小安說道,真的從兜里掏出了一沓錢,然后數了數,剩下的又裝了回去。
無影手被放了,不過也狼狽的很,方才那鬼手劉的倆打手可是實實在在用勁了,他這把老骨頭哪受得了這個。疼不疼不說,最主要的是丟人。
“你小子,坑我。”
無影手抬腿就給了小安一腳。
小安當然不能讓他踢中,輕輕一躲就閃開了,他笑著說道:“打賭么,有輸有贏,你輸了就是輸了,怎么怪起我了,我幫你你還恩將仇報,有你這樣的嗎。”
無影手面紅耳赤,想一想,真的如小安所說,自己就是打賭輸了,不過,他還是很氣憤,畢竟這小子嫁禍于他,一個混了半輩子多的老江湖,卻栽在一個乳臭未干的毛頭小子手里,你說叫他如何咽得下這口氣。
“你倆怎么鬧我不管,把錢給我趕緊滾蛋。”
鬼手劉不耐煩地說道,伸手就要把小安手中的錢奪過去。
小安把胳膊一縮,接著就把錢裝進了兜里,這舉動可惹惱了鬼手劉,怎么,剛說過的話就要反悔?
“小子,什么意思?”
無影手也是一臉的疑問,你小子怎么又把錢裝回去了呢,這么多人,難道你要耍賴?耍賴也不能是這種耍賴吧,這眾目睽睽之下,你好意思,我可不好意思。
“沒什么意思。”
“?”
鬼手劉確實愣了,沒什么意思又是什么意思。
“該不是你小子說話不算話吧?沒事,他不給我給。”
無影手一邊說,一邊掏自己的腰包,他真的被這小子的無賴給弄的沒脾氣了,做人要厚道,可是,饒是他這個老江湖也沒搞明白,這小子到底要干嘛。
“快點,別耽誤事。”
鬼手劉接受了無影手的解決方法,對他來說,只要錢能拿到手,管他誰給的。
“我不是反悔,這點錢無所謂,我是想跟你賭兩把,敢不敢?”
鬼手劉當即笑了,要知道他拿手的就是賭博,你說你一個半大小子問我敢不敢賭,這不是天大的笑話么,就像問一個屠夫,你敢不敢殺雞一樣。

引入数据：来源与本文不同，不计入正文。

PR #399, opened 2024-10-18
PB-8347: Fix KDMP Backup Failure in-case KDMP job removed post VB CR is updated with SnapshotID

sgajawada-px:
	- Update CreateVolumeBackup to return a boolean based upon the snapshotID
	- Update KopiaBackup runBackup to exit successfully in case the VB CR already holds the snapshotID
	
Closes #PB-8347

PFA of Testing Screenshots
Screenshot from 2024-10-17 20-15-27
Screenshot from 2024-10-17 20-15-16
Screenshot from 2024-10-17 20-14-55
Screenshot from 2024-10-17 20-14-39

### DIFF
--- a/pkg/executor/common.go
+++ b/pkg/executor/common.go
@@ -607,7 +607,7 @@ func UpdateResourceBackupStatus(
 }
 
 // CreateVolumeBackup creates volumebackup CRD
-func CreateVolumeBackup(name, namespace, repository, blName, blNamespace string) error {
+func CreateVolumeBackup(name, namespace, repository, blName, blNamespace string) (bool, error) {
 	new := &kdmpapi.VolumeBackup{
 		ObjectMeta: metav1.ObjectMeta{
 			Name:      name,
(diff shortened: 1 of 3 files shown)


pkg/executor/common.go
```diff
@@ -607,7 +607,7 @@ func UpdateResourceBackupStatus(
 }
 
 // CreateVolumeBackup creates volumebackup CRD
-func CreateVolumeBackup(name, namespace, repository, blName, blNamespace string) error {
+func CreateVolumeBackup(name, namespace, repository, blName, blNamespace string) (bool, error) {
```
vikasit12, line 610: Is it necessary to change function signature?

Can't simply return nil if snaphotID is already there.

`if volumeBackup.Status.SnapshotID != "" {
    // If SnapshotID exists, return early or handle accordingly
    return nil 
}
// Proceed with the rest of the logic if SnapshotID does not exist`

sgajawada-px: If we return nil, then will go with the control flow and takes another snapshot (redoing the same work again). So instead will return from the runBackup to prevent taking another snapshot.

vikasit12 (approved):

PR #3, opened 2018-09-30
Refactor local post usage

vujevits:
#### todos
- [x] LocalPostManager removed
- [x] local posts are in redux state and persisted
- [ ] loading a subset of the posts from storage
- [ ] add integration tests to master and merge it to this branch
- [ ] reimplement DebugScreen


src/reducers/index.ts
```diff
@@ -109,9 +132,23 @@ const draftReducer = (draft: Post | null = null, action: Actions): Post | null =
     return draft;
 };
 
+const metadataReducer = (metadata: Metadata = { highestSeenId: 0 }, action: Actions): Metadata => {
+    switch (action.type) {
+        case 'UPDATE-HIGHEST-SEEN-ID': {
+            return {
+                ...metadata,
+                highestSeenId: metadata.highestSeenId++,
```
agazso: `metadata.highestSeenId + 1` would be nicer here, because the `++` has also an unintended side effect.

vujevits: 👍

PR #8, opened 2018-10-06
Create user

vujevits:
- design is rudimentary
- favicons are persisted for each post, I believe as intended


src/components/IdentitySettings.tsx
```diff
@@ -0,0 +1,118 @@
...
+};
+
+const Header = (props: { onPressBack: () => void }): React.ReactElement<{}> => {
+    return (
+        <View style={styles.headerContainer}>
+            <View style={{ paddingLeft: 15 }}>
+                <TouchableOpacity
+                    onPress={props.onPressBack}
+                    activeOpacity={1.0}
+                    hitSlop={{
```
agazso: You can also use TouchableView here which has a default hitSlop of 30

src/reducers/index.ts
```diff
@@ -35,12 +36,19 @@ const defaultSettings: Settings = {
     saveToCameraRoll: true,
 };
 
+const defaultAuthor: Author = {
+    name: '',
+    uri: '',
```
agazso: Where is uri used and what is it supposed to mean?

src/reducers/index.ts
```diff
@@ -35,12 +36,19 @@ const defaultSettings: Settings = {
...
+    faviconUri: '',
```
agazso: Why is this called faviconUri? I think imageUri or avatarUri would be a better name.

src/components/IdentitySettings.tsx
```diff
@@ -0,0 +1,118 @@
...
+                        top: 10,
+                        left: 10,
+                        bottom: 10,
+                        right: 10,
+                    }}
+                >
+                <Text style={{ color: '#007AFF' }}>
```
agazso: Can you make this a bit bigger? :)

src/components/IdentitySettings.tsx
vujevits: fixed in 9be93f9328558afb5e61d224446f772a29cb0e32

src/components/IdentitySettings.tsx
vujevits: fixed in 9be93f9328558afb5e61d224446f772a29cb0e32

PR #9, opened 2018-10-14
kind of nice solution for introducing welcome screen

vujevits:


src/App.tsx
```diff
@@ -144,12 +144,33 @@ const AppNavigator = StackNavigator(Scenes,
...
+        screen: IdentitySettingsContainer,
+    },
+}, {
+    mode: 'card',
+    navigationOptions: {
+        header: null,
+    },
+});
+
+const SwNavigator = SwitchNavigator({
```
agazso: I think MainNavigator or InitialNavigator would be a better name for this

agazso:
👍

agazso:
One thing I found: there is a Back button on the Welcome screen, it would be great to remove it and put a title instead.

vujevits:
Introduced a 2 page onboarding where on the second screen the username and the avatar can be selected

src/App.tsx
vujevits: solved

PR #31, opened 2018-10-28
adding default posts to localposts

vujevits:
3 default posts in the yourfeed, one of them contains a gif showing how to add an RSS.
#### Issues
- ugly hack to load it in EditFeed, which could be solved by a refactor of our ImageData type - instead of uri, we should store ImagePropertiesSourceOptions
- Contrary to what I said earlier, the posts are persisted, so they 'can be' / 'have to be' deleted, which is good, but there is a warning because of new posts having the same id


agazso:
To your second point: can't you simply initialize the id as well in the defaultState?

PR #33, opened 2018-11-04
Added random keypair generation for base identity

agazso:


src/reducers/index.ts
```diff
@@ -46,12 +46,7 @@ const defaultAuthor: Author = {
     image: {
         uri: '',
     },
-    identity: {
-        publicKey: '',
-        privateKey: '0x0bb80d052b3d85656b3f082c24fb6c211d7935163fab6c605358886e56d17a93',
-        // address: '0xADc9b12480cE9880D6Bed1Ef91Cdc279D671Cf0d',
-        address: '0x377820b4e6913dd322a24e2af10e1c51c5f1e709',
-    },
+    identity: undefined,
```
vujevits: not a big deal, but this line can be omitted

agazso: I wanted to make it explicit, so that we know it's not forgotten, but it's undefined by design.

“小子,你很狂啊,沒事,我就是專治狂人的,賭什么,你劃個道。”
“巧了,我也是專治不服的,你什么拿手咱賭什么。”
無影手扯了扯小安的衣角,你小子是老賊王的傳人不假,問題你學的是偷,而不是賭,更何況對方是江湖上大名鼎鼎的鬼手劉,據說僅排在賭王后邊的高手,跟他賭,那不是老壽星上吊,活得不耐煩了么。
小安給了鬼手劉一個促狹的眼神,小安的意思,你放心,我就是要跟他賭一賭,不然怎么搞錢。

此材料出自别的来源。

PR #80, opened 2018-12-11
remove onboarding posts when additional posts are added

### LINKED ISSUE #70: In the onboarding screen after editing the name, you have to tap twice to open the photo selector

vujevits:
closes #70

### DIFF
--- a/src/reducers/index.ts
+++ b/src/reducers/index.ts
@@ -1,4 +1,4 @@
-import { List } from 'immutable';
+import { List, Iterable } from 'immutable';
 import {
     createStore,
     combineReducers,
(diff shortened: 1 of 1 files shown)


src/reducers/index.ts
```diff
@@ -247,9 +248,24 @@ const rssPostsReducer = (rssPosts = List<Post>(), action: Actions): List<Post> =
...
+        return list.remove(ind);
+    } else {
+        return list;
+    }
+};
+
 const localPostsReducer = (localPosts = defaultLocalPosts, action: Actions): List<Post> => {
     switch (action.type) {
         case 'ADD-POST': {
+            if (localPosts.findIndex(post => post != null && post._id === defaultPost1._id) >= 0) {
```
agazso: I see a potential performance problem here. Anytime you add a post, this will iterate through all the posts minimum once. This also means that it will get much worse after you have many posts.
In theory it would be enough to trigger the condition when the action.payload.post._id  equals defaultLocalPosts.size, no?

問題是小安的眼神在無影手看來就是另一層意思了,那就是找死。
“哈哈哈,你小子,夠狂。”
鬼手劉大笑道,在他的地盤上,要跟他最拿手的賭,你說如何不讓他大笑不止。
在鬼手劉看來,這是他出道以來遇到最好笑的事情,沒有之一。
“狂不狂的不重要,重要的是贏你。”
小安不亢不卑地說道,你認為我狂我就狂,反正都要手下見真章。
“好,小子,不管輸贏,我給你這個。”
鬼手劉一伸大拇指,雖說初生牛犢不怕虎,可眼前這小子的膽識堪稱絕世無雙,要知道,這個年齡,一些鄉下的小子見到生人還害羞呢,這小子倒好,竟然敢挑戰他鬼手劉,無論他賭技如何,鬼手劉都覺得,單憑這點,這小子都讓他不由地佩服。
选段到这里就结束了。